Banjir di Kampung Pulo Mulai Surut
Suasana di Kampung Pulo, Jatinegara, Jakarta, Senin (7/12) pagi. Setelah Minggu malam dilanda banjir, air sudah surut pada Senin pagi. ( Foto: Beritasatu.com/Priska Sari Pratiwi )
Priska Sari Pratiwi / JAS Senin, 7 Desember 2015 | 09:45 WIB

Jakarta - Hujan deras yang mengguyur Jakarta pada Minggu (6/12) malam kembali menyebabkan banjir di rumah warga Kampung Pulo, Jatinegara, Jakarta Timur. Air setinggi pinggang orang dewasa masuk ke rumah warga sejak Minggu malam. Kendati demikian air mulai surut sejak Senin pagi tadi. Sejumlah warga terlihat membersihkan sisa genangan air di depan rumahnya.

Di bagian tanggul proyek normalisasi juga sudah tak terlihat genangan air. Hanya saja jalanan terlihat masih basah bekas terguyur hujan. Tiga mobil pompa milik Suku Dinas Tata Air Jakarta Timur juga telah disiagakan untuk menyedot genangan yang tersisa.

Warga RT 03 RW 03 Supriatin (59) mengaku tak sampai mengungsi akibat banjir yang masuk ke rumahnya. "Saya sudah tidur waktu air masuk ke dalam rumah. Tapi aman karena saya di lantai dua, waktu mulai hujan saya sudah siap-siap," ujar Supriatin, Senin (7/12).

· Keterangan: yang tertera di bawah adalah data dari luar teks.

PR #421, opened 2023-12-11
[PM-4694] Implement PIN unlock

dani-garcia:
## Type of change
```
- [ ] Bug fix
- [x] New feature development
- [ ] Other
```

## Objective
Implement support for deriving the PIN encrypted user key and initializing crypto with it. Updated the mobile app demos to use this new functionality.

### DIFF
--- a/crates/bitwarden/src/client/client.rs
+++ b/crates/bitwarden/src/client/client.rs
@@ -224,10 +224,9 @@ impl Client {
     #[cfg(feature = "mobile")]
     pub(crate) fn initialize_user_crypto_decrypted_key(
         &mut self,
-        decrypted_user_key: &str,
+        user_key: SymmetricCryptoKey,
         private_key: EncString,
     ) -> Result<&EncryptionSettings> {
-        let user_key = decrypted_user_key.parse::<SymmetricCryptoKey>()?;
         self.encryption_settings = Some(EncryptionSettings::new_decrypted_key(
             user_key,
             private_key,
@@ -236,6 +235,27 @@ impl Client {
             .encryption_settings
             .as_ref()
             .expect("It was initialized on the previous line"))
+    }
+
+    #[cfg(feature = "mobile")]
+    pub(crate) fn initialize_user_crypto_pin(
+        &mut self,
+        pin: &str,
+        pin_protected_user_key: EncString,
+        private_key: EncString,
+    ) -> Result<&EncryptionSettings> {
+        use crate::crypto::MasterKey;
+
+        let pin_key = match &self.login_method {
+            Some(LoginMethod::User(
+                UserLoginMethod::Username { email, kdf, .. }
+                | UserLoginMethod::ApiKey { email, kdf, .. },
+            )) => MasterKey::derive(pin.as_bytes(), email.as_bytes(), kdf)?,
+            _ => return Err(Error::NotAuthenticated),
+        };
+
+        let decrypted_user_key = pin_key.decrypt_user_key(pin_protected_user_key)?;
+        self.initialize_user_crypto_decrypted_key(decrypted_user_key, private_key)
     }
 
     pub(crate) fn initialize_crypto_single_key(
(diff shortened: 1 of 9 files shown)


crates/bitwarden/src/mobile/crypto.rs
```diff
@@ -91,3 +106,50 @@ pub async fn get_user_encryption_key(client: &mut Client) -> Result<String> {
...
 }
+
+#[cfg(feature = "internal")]
+#[derive(Serialize, Deserialize, Debug, JsonSchema)]
+#[serde(rename_all = "camelCase", deny_unknown_fields)]
+#[cfg_attr(feature = "mobile", derive(uniffi::Record))]
+pub struct DerivePinKeyRequest {
+    /// The user's PIN
+    pub pin: String,
+}
```
Hinton, line 117: Do we need a request for this vs just accepting a string?

crates/bitwarden/src/crypto/master_key.rs
```diff
@@ -52,6 +52,15 @@ impl MasterKey {
...
     }
+
+    #[cfg(feature = "mobile")]
+    pub(crate) fn encrypt_user_key(&self, user_key: &SymmetricCryptoKey) -> Result<EncString> {
+        use super::KeyEncryptable;
+
+        let stretched_key = stretch_master_key(self)?;
+
+        (user_key.to_vec().as_slice()).encrypt_with_key(&stretched_key)
+    }
```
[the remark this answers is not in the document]
dani-garcia: Good point, changed

crates/bitwarden/src/client/client.rs
```diff
@@ -238,6 +237,27 @@ impl Client {
             .expect("It was initialized on the previous line"))
     }
 
+    #[cfg(feature = "mobile")]
+    pub(crate) fn initialize_user_crypto_pin(
+        &mut self,
+        pin: &str,
+        pin_protected_user_key: EncString,
+        private_key: EncString,
+    ) -> Result<&EncryptionSettings> {
```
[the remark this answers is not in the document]
dani-garcia: Yeah, I think it would be a good idea to merge them into one with an enum, just like we're doing in the uniffi crate.

Hinton (commented):
Can we add some test cases.

crates/bitwarden/src/crypto/master_key.rs
```diff
@@ -52,6 +52,14 @@ impl MasterKey {
         let dec: Vec<u8> = user_key.decrypt_with_key(&stretched_key)?;
         SymmetricCryptoKey::try_from(dec.as_slice())
     }
+
+    pub(crate) fn encrypt_user_key(&self, user_key: &SymmetricCryptoKey) -> Result<EncString> {
+        use super::KeyEncryptable;
+
+        let stretched_key = stretch_master_key(self)?;
+
+        (user_key.to_vec().as_slice()).encrypt_with_key(&stretched_key)
```
Hinton, line 61: I previously used the `EncString::encrypt_aes256_hmac` since we want to be certain it's encrypted that way.

crates/bitwarden/src/mobile/crypto.rs
```diff
@@ -141,3 +141,54 @@ pub fn derive_pin_key(client: &mut Client, pin: String) -> Result<DerivePinKeyRe
...
+                email: "test@bitwarden.com".into(),
+                private_key: priv_key.to_owned(),
+                method: InitUserCryptoMethod::Pin {
+                    pin: "1234".into(),
+                    pin_protected_user_key: pin_key.pin_protected_user_key,
+                },
+            },
+        )
+        .await
+        .unwrap();
```
Hinton, line 192: Do we want to verify we get the same user key out?

dani-garcia: They are decrypting the same private key so they should be, but it's a good idea to add a check just in case anyway.

Hinton (dismissed):

crates/bitwarden/src/mobile/crypto.rs
Hinton: Ah true.

Hinton (approved):

PR #772, opened 2024-05-10
[SM-1236] - Add new targets for Go wrapper

tangowithfoxtrot:
## Tracking

[SM-1236](https://bitwarden.atlassian.net/browse/SM-1236)

## Type of change

- [ ] Bug fix
- [ ] New feature development
- [ ] Other

## Objective

Add the following targets to the build workflow:
- x86_64-pc-windows-gnu
- x86_64-unknown-linux-musl
- aarch64-unknown-linux-musl

These are needed to produced statically-linked binaries with our Go language wrapper.

## Code changes

- Cross-compile the MUSL targets with Zig and add the Windows GNU target. 
- Adjusted the workflow to _just_ build the `bitwarden-c` crate. Previously, it was building every crate in the workspace.

## Before you submit

[SM-1236]: https://bitwarden.atlassian.net/browse/SM-1236?atlOrigin=eyJpIjoiNWRkNTljNzYxNjVmNDY3MDlhMDU5Y2ZhYzA5YTRkZjUiLCJwIjoiZ2l0aHViLWNvbS1KU1cifQ

### DIFF
--- a/.github/workflows/build-rust-cross-platform.yml
+++ b/.github/workflows/build-rust-cross-platform.yml
@@ -19,18 +19,19 @@ jobs:
       matrix:
         settings:
           - os: macos-12
-            target:
-              - x86_64-apple-darwin
-              - aarch64-apple-darwin
+            target: x86_64-apple-darwin
+          - os: macos-12
+            target: arch64-apple-darwin
           - os: windows-2022
-            target:
-              - x86_64-pc-windows-msvc
-              - x86_64-pc-windows-gnu
+            target: x86_64-pc-windows-msvc
+          - os: windows-2022
+            target: x86_64-pc-windows-gnu
           - os: ubuntu-22.04
-            target:
-              - x86_64-unknown-linux-gnu
-              - x86_64-unknown-linux-musl
-              - aarch64-unknown-linux-musl
+            target: x86_64-unknown-linux-gnu
+          - os: ubuntu-22.04
+            target: x86_64-unknown-linux-musl
+          - os: ubuntu-22.04
+            target: aarch64-unknown-linux-musl
 
     steps:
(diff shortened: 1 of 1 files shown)


.github/workflows/build-rust-cross-platform.yml
```diff
@@ -39,13 +45,29 @@ jobs:
...
+        env:
+          RUSTFLAGS: "-D warnings"
+        run: cargo zigbuild -p bitwarden-c --target ${{ matrix.settings.target }} --release
+
+      - name: Build Rust for - ${{ matrix.settings.target }}
+        if: ${{ !contains(matrix.settings.target, 'musl') }}
         env:
           RUSTFLAGS: "-D warnings"
-        run: cargo build --target ${{ matrix.settings.target }} --release
+        run: cargo build -p bitwarden-c --target ${{ matrix.settings.target }} --release
```
tangowithfoxtrot, line 70: I adjusted this workflow so that it _only_ builds the artifacts for the `bitwarden-c` crate. Let me know if the other builds are actually necessary in this workflow. As far as I can tell, they aren't getting used anywhere else, but I could have missed something

dani-garcia: Yeah, we are only uploading artifacts for files matching `*bitwarden_c*`, so this seems fine to me.

dani-garcia (approved):
LGTM!

coltonhurst (approved):
@tangowithfoxtrot and I discussed how we are adding more toolchains and a desire to reduce the surface in this area. We'll address this idea after this project as Zig has already been introduced in a recent PR.

Thanks for the work on this!

michalchecinski (approved):

PR #788, opened 2024-05-16
[PM-8275] Implement a zeroizing allocator

Hinton:
## Type of change

```
- [ ] Bug fix
- [x] New feature development
- [ ] Other
```

## Objective

Add a custom allocator which zerorizes memory on drop. This should ensure everything heap allocated gets sanitized before deallocated, and avoid sensitive memory being exposed more reliably than using `Sensitive`.

## Before you submit


crates/bitwarden-crypto/src/allocator.rs
```diff
@@ -0,0 +1,159 @@
...
+    }
+
+    unsafe fn alloc_zeroed(&self, layout: Layout) -> *mut u8 {
+        self.0.alloc_zeroed(layout)
+    }
+}
+
+/*
+#[cfg(test)]
+mod tests {
```
Hinton, line 32: These tests are disabled since they work inconsitently. Sometimes the memory is freed and immediately overwritten.

It's never the same value as what used to be there though.

dani-garcia: We can mark the test as ignored instead. That way it won't be run by default, but can be run with `cargo test --ignored`:
```rust
#[test]
#[ignore = "It produces inconsistent results on some platforms"]
fn test_fn() {
}
```

dani-garcia (commented):
Allocator look good to me and seems to be working correctly, but I'm not sure about having to define `#[global_allocator]` in every crate. It might make us accidentally forget to enable it in some future new crate. We should also probably enable it for `bitwarden-uniffi`.

What if instead we defined the global allocator in the `bitwarden` crate under some `secure-allocator` feature flag which is enabled by default? That way all our crates will get the new allocator for free, and anyone using our Rust crate who might prefer a different allocator can just disable the default flags.

crates/bitwarden/Cargo.toml
```diff
@@ -16,26 +16,28 @@ license-file.workspace = true
...
+secrets = [] # Secrets manager API
 wasm-bindgen = ["chrono/wasmbind"]
 
 [dependencies]
 async-trait = ">=0.1.80, <0.2"
 base64 = ">=0.21.2, <0.23"
 bitwarden-api-api = { workspace = true }
 bitwarden-api-identity = { workspace = true }
-bitwarden-crypto = { workspace = true }
+bitwarden-crypto = { workspace = true, no-default-features = true }
```
dani-garcia, line 40: Should this not be `default-features = false`?  That's how it works outside of workspace dependencies at least
https://github.com/bitwarden/sdk/blob/68a0e4edda5d408ea2a499082c39879d03e87b9b/crates/bitwarden-uniffi/Cargo.toml#L26-L29

Weird that it doesn't give an error or warning either way.

crates/bitwarden-c/Cargo.toml
```diff
@@ -16,7 +16,7 @@ bench = false
 
 [target.'cfg(not(target_arch="wasm32"))'.dependencies]
 tokio = { version = ">=1.28.2, <2.0", features = ["rt-multi-thread", "macros"] }
-
+bitwarden = { path = "../bitwarden", features = ["secrets"] }
```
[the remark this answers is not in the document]
Hinton: It was needed before with the allocator. Moving it to crypto this is no longer the case.

crates/bitwarden-crypto/Cargo.toml
```diff
@@ -16,8 +16,9 @@ keywords.workspace = true
 [features]
 default = []
 
-mobile = ["dep:uniffi"] # Mobile-specific features
-test = []               # Test methods
+no-memory-hardening = [] # Disable memory hardening features
```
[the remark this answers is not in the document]
Hinton: Yes, with an additive feature the benchmarks breaks. I also wanted to avoid people opting out of secrets manager from missing the memory hardening.

dani-garcia (approved):

crates/bitwarden-crypto/src/lib.rs
MGibson1, line 1: Please add features documentation to this front page as described in https://doc.rust-lang.org/cargo/reference/features.html#feature-documentation-and-discovery.

Especially since you're worried about unintentionally disabling memory hardening and thus not following the additive feature standard

Hinton: Good point. I've added some documentation.

dani-garcia (approved):

dani-garcia (approved):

Penjual makanan di Kampung Pulo ini mengaku tak tahu persis kapan air mulai surut. Hanya saja mulai subuh tadi air di dalam rumahnya sudah berkurang hingga tinggal sebatas betis. "Tadi pagi begitu bangun airnya sudah berkurang," ucapnya.

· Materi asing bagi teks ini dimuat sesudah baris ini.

PR #790, opened 2024-05-17
SM-1237: Decrease bitwarden-c static archive size

coltonhurst:
## Type of change

- [ ] Bug fix
- [x] New feature development
- [ ] Other

## Objective

Reduce static library size when building the `bitwarden-c` crate.

## Code changes

- **crates/bitwarden-c/Cargo.toml:** Update the crate types for `bitwarden-c`

## Before you submit

### DIFF
--- a/Cargo.toml
+++ b/Cargo.toml
@@ -41,8 +41,8 @@ opt-level = 1
 
 # Turn on LTO on release mode
 [profile.release]
-lto = "fat"
+lto = "thin"
 codegen-units = 1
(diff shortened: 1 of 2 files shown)


dani-garcia (approved):
LGTM!

Not sure what it's about the `lib` type that causes the compiler to build the staticlib unoptimally, but with this change, `libbitwarden_c.a` goes from 60MB to 14MB on my system.

Thankfully this shouldn't affect anything negatively as we never use `bitwarden-c` as a rust library.

PR #796, opened 2024-05-22
Update OpenAPI templates and generator

dani-garcia:
## Type of change
```
- [ ] Bug fix
- [ ] New feature development
- [ ] Other
```

## Objective
Update OpenAPI templates and generator to the latest version available:
- Generator: 7.6.0
- Templates: https://github.com/OpenAPITools/openapi-generator/commit/638af0fe37e2786ca3d6f5a8d764b346b2cc74a6

The first commit (556440739798c2735ad1e1b12e930f4e64e7b57c) contains the changes from upstream as-is, the second commit (1249b1240ce0bf5746a41018c3f8eac5ccaea2a3) contains all the changes we need to make. This way it should be easier to apply the changes in the future.

The diff with upstream is a bit smaller now and also does less unnecessary allocations. Also I've updated the Cargo.toml template to more closely match ours. Once this is approved I'll make a separate PR to regenerate the bindings.

The changes to the generated bindings are fairly minor:
- The bindings are now capable of base64 decoding values that are marked as `[JsonConverter(typeof(Base64UrlConverter))]` on the server. We have some API endpoints that make use of it on the server but at the moment we're not using them.
- The model structs now implement Default
- The resulting code generates less warnings now, so we can be more selective with what warnings we disable.


Hinton (commented):
Can we open a PR with the changes for the bindings? I think the templates looks good but would be nice to look at the bindings before merging this.

dani-garcia:
@Hinton Sounds good, here are the bindings https://github.com/bitwarden/sdk/pull/797

Hinton (approved):

PR #798, opened 2024-05-24
[PM-8301] Invert crates relationship

Hinton:
## Type of change

```
- [ ] Bug fix
- [ ] New feature development
- [ ] Other
```

## Objective

This PR inverts the relationship between most crates in an effort to make the code base easier to maintain.

- Moves most of the logic into `bitwarden-core`.
- `bitwarden` provides re-exports from the various crates.
- Moved `ClientFeature` structs to the various crates, and introduced `ClientFeatureExt` which exposes it on `Client`. This now becomes the typical way to use functionality.
- Created `InternalClient` which contains the internal functionality for hooking up logic between the various crates.

## Before you submit


crates/bitwarden-core/src/auth/client_auth.rs
```diff
@@ -169,6 +165,7 @@ impl<'a> Client {
     }
 }
 
+/*
```
dani-garcia, line 168: This test is commented, should this be fixed or moved somewhere else?

dani-garcia (commented):
Overall looks good to me, but some imports in the Kotlin demo need to be updated, and there's a commented test

crates/bitwarden-core/src/auth/client_auth.rs
Hinton: It's more of an integration test. I'm thinking we could move them to the bitwarden crate under a separate test directory.

dani-garcia (approved):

Camat Jatinegara Budi Setiawan menjelaskan, hujan semalam membuat tiga RW di Kampung Pulo banjir. Ia menyebutkan, di RW 01 dari RT 10-13 ketinggian air mencapai 60 hingga 100 sentimeter. Sedangkan di RW 02 dari RT 01, RT 08-16, ketinggian air 40 hingga 70 sentimeter, kemudian di RW 03 dari RT 01, RT 05-16 ketinggian air 60 hingga 120 sentimeter.

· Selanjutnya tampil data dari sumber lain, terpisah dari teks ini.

PR #820, opened 2024-06-06
[PM-8657] Handle attachments with cipher keys

dani-garcia:
## 📔 Objective

- Added support for decrypting attachments without keys, for backwards compatibility
- Updated `move_to_organization` and `generate_cipher_key` to reencrypt attachment keys when possible or error out when it's not.
- Fix `generate_cipher_key` incorrectly encrypting the new cipher key with the old cipher key when the cipher already had a key.

## ⏰ Reminders before review

- CI builds passed
  team

## 🦮 Reviewer guidelines

### DIFF
--- a/crates/bitwarden/src/mobile/vault/client_ciphers.rs
+++ b/crates/bitwarden/src/mobile/vault/client_ciphers.rs
@@ -17,7 +17,18 @@ impl<'a> ClientCiphers<'a> {
 
         // TODO: Once this flag is removed, the key generation logic should
         // be moved directly into the KeyEncryptable implementation
-        if cipher_view.key.is_none() && self.client.get_flags().enable_cipher_key_encryption {
+
+        // If any attachments have no keys, they will need to be reuploaded before we can
+        // generate them a cipher key, so in that case we skip them even if the flag is set
+        let all_attachments_have_keys = cipher_view
+            .attachments
+            .iter()
+            .flatten()
+            .all(|a| a.key.is_some());
+        if cipher_view.key.is_none()
+            && self.client.get_flags().enable_cipher_key_encryption
+            && all_attachments_have_keys
+        {
             let key = cipher_view
                 .locate_key(enc, &None)
                 .ok_or(Error::VaultLocked)?;
--- a/crates/bitwarden/src/mobile/vault/client_ciphers.rs
+++ b/crates/bitwarden/src/mobile/vault/client_ciphers.rs
@@ -155,14 +155,7 @@ mod tests {
             edit: true,
             view_password: true,
             local_data: None,
-            attachments: Some(vec![Attachment {
-                id: Some("uf7bkexzag04d3cw04jsbqqkbpbwhxs0".to_string()),
-                url: Some("http://localhost:4000/attachments//358f2b2b-9326-4e5e-94a8-b18100bb0908/uf7bkexzag04d3cw04jsbqqkbpbwhxs0".to_string()),
-                file_name: Some("2.mV50WiLq6duhwGbhM1TO0A==|dTufWNH8YTPP0EMlNLIpFA==|QHp+7OM8xHtEmCfc9QPXJ0Ro2BeakzvLgxJZ7NdLuDc=".parse().unwrap()),
-                key: None,
-                size: Some("65".to_string()),
-                size_name: Some("65 Bytes".to_string()),
-            }]),
+            attachments: None,
             fields:  None,
             password_history: None,
             creation_date: "2024-05-31T11:20:58.4566667Z".parse().unwrap(),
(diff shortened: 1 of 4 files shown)


crates/bitwarden/src/vault/cipher/attachment.rs
```diff
@@ -80,15 +80,20 @@ impl KeyDecryptable<SymmetricCryptoKey, Vec<u8>> for AttachmentFile {
         let ciphers_key = Cipher::get_cipher_key(key, &self.cipher.key)?;
         let ciphers_key = ciphers_key.as_ref().unwrap_or(key);
 
-        let mut attachment_key: Vec<u8> = self
+        // Decrypt the attachment key if there is one
```
Hinton, line 83: I wonder if this code would be more easily understood,

```rust
/// Version 2 or 3, `AttachmentKey` or `CipherKey(AttachmentKey)`
if let Some(attachment_key) = &self.attachment.key {
    let mut content_key: Vec<u8> = attachment_key.decrypt_with_key(ciphers_key)?;
    let content_key = SymmetricCryptoKey::try_from(content_key.as_mut_slice())?;

    self.contents.decrypt_with_key(&content_key)
} else {
    /// Legacy attachment, use user/org key
    self.contents.decrypt_with_key(key)
}
```

Hinton (commented):
Can we add the following documentation to `pub contents: EncString`

```rust
    /// There are three different ways attachments are encrypted.
    /// 1. UserKey / OrgKey (Contents) - Legacy
    /// 2. AttachmentKey(Contents) - Pre CipherKey
    /// 3. CipherKey(AttachmentKey(Contents)) - Current
    pub contents: EncString,
```

crates/bitwarden/src/vault/cipher/attachment.rs
dani-garcia: Agreed, changed it in 0cbed5cbbaa01749092781d66be891a7aa6ffa02

dani-garcia:
Both `move_to_organization` and `generate_cipher_key` should correctly reencrypt attachment keys now, or error if they don't have keys.

I've also fixed a bug with `generate_cipher_key`, previously if the cipher already had a key, we would encrypt the new cipher key with the old cipher key, instead of with the user key. This isn't a problem as we don't regenerate the key for ciphers that already have one, but I noticed it while implementing this. I can split that change to another PR if you prefer.

crates/bitwarden/src/vault/cipher/cipher.rs
```diff
@@ -366,23 +368,49 @@ impl CipherView {
...
+                return Err("This cipher contains attachments without keys. Those attachments need to be reuploaded before the cipher can be moved".into());
+            }
+
+            for attachment in attachments {
+                let attachment_key = attachment
+                    .key
+                    .as_mut()
+                    .expect("Key is asserted to be present");
+                let dec_attachment_key: Vec<u8> = attachment_key.decrypt_with_key(old_key)?;
+                *attachment_key = dec_attachment_key.encrypt_with_key(new_key)?;
```
Hinton, line 389: Should we expose a helper on the `AttachmentView` instead?

crates/bitwarden/src/vault/cipher/cipher.rs
```diff
@@ -343,11 +343,13 @@ fn build_subtitle_identity(first_name: Option<String>, last_name: Option<String>
...
 impl CipherView {
     pub fn generate_cipher_key(&mut self, key: &SymmetricCryptoKey) -> Result<()> {
-        let ciphers_key = Cipher::get_cipher_key(key, &self.key)?;
-        let key = ciphers_key.as_ref().unwrap_or(key);
+        let old_ciphers_key = Cipher::get_cipher_key(key, &self.key)?;
+        let old_key = old_ciphers_key.as_ref().unwrap_or(key);
 
         let new_key = SymmetricCryptoKey::generate(rand::thread_rng());
 
+        self.reencrypt_attachment_keys(old_key, &new_key)?;
```
Hinton, line 351: Could this be confusing for the mobile apps? Since we won't support saving older items without the attachments being updated first. Should we avoid generating a cipher key in that scenario.

crates/bitwarden/src/vault/cipher/cipher.rs
dani-garcia: My thinking here was that we always want to reencrypt all the attachments in one go or return an error, which is also why I'm checking if all the attachments have a key before doing the reencryption.

If we exposed this as a helper in `AttachmentView` it would be easier to end up in a situation where we reencrypt one attachment but not another.

That said I think we're doing reencryption in enough places that it would be convenient to have some generic helper functions for it, and that would also simplify this code a bit more.

crates/bitwarden/src/vault/cipher/cipher.rs
Hinton: After discussion we should only update attachments keys if they use cipher keys here. If not it should still be the user key 🤯

crates/bitwarden/src/mobile/vault/client_ciphers.rs
```diff
@@ -17,7 +17,18 @@ impl<'a> ClientCiphers<'a> {
...
+        // generate them a cipher key, so in that case we skip them even if the flag is set
+        let all_attachments_have_keys = cipher_view
+            .attachments
+            .iter()
+            .flatten()
+            .all(|a| a.key.is_some());
+        if cipher_view.key.is_none()
+            && self.client.get_flags().enable_cipher_key_encryption
+            && all_attachments_have_keys
+        {
```
Hinton, line 31: I believe the other clients do re-encrypt ciphers with attachments. They just leave attachments keys as null.

dani-garcia: Ah okay, I changed it in 817c9fffe978b6cd024766fb7613940827455c33.

Now when encrypting a cipher we always leave null attachment keys as null (so it continues using the org/user key). When the keys are not null we reencrypt as usual.

In the move to org case we still need to error out if the keys are null.

Does that sound about right?

crates/bitwarden/src/vault/cipher/cipher.rs
```diff
@@ -366,23 +368,48 @@ impl CipherView {
...
 
-            let new_key = enc
-                .get_key(&Some(organization_id))
-                .ok_or(Error::VaultLocked)?;
+        let new_key = enc
+            .get_key(&Some(organization_id))
+            .ok_or(Error::VaultLocked)?;
 
+        // If the cipher has a key, we need to re-encrypt it with the new organization key
+        if let Some(cipher_key) = &mut self.key {
```
Hinton, line 407: I think we need to check the attachments here too?

dani-garcia: Ah yes, I lifted the condition before this point so it covers both cases

Hinton (approved):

"Tidak ada warga yang mengungsi karena air cepat surut. Kita juga sudah siagakan pompa untuk sedot genangan di depan rumah warga," katanya.

Sepanjang Jalan Jatinegara Barat dari arah Kampung Melayu pun terlihat ramai lancar. Salah satu lajur jalan masih digunakan sebagian warga Kampung Pulo untuk memarkirkan kendaraannya.

Petugas Satlantas Polres Metro Jakarta Timur Iptu Budi menuturkan, pihaknya tak sampai menutup jalan dan mengalihkan arus melalui Jalan Jatinegara Timur. "Warga sudah mengambil lagi motornya. Tadi memang sempat diparkirkan di Jalan Jatinegara Barat. Tidak macet karena air juga sudah surut," tuturnya.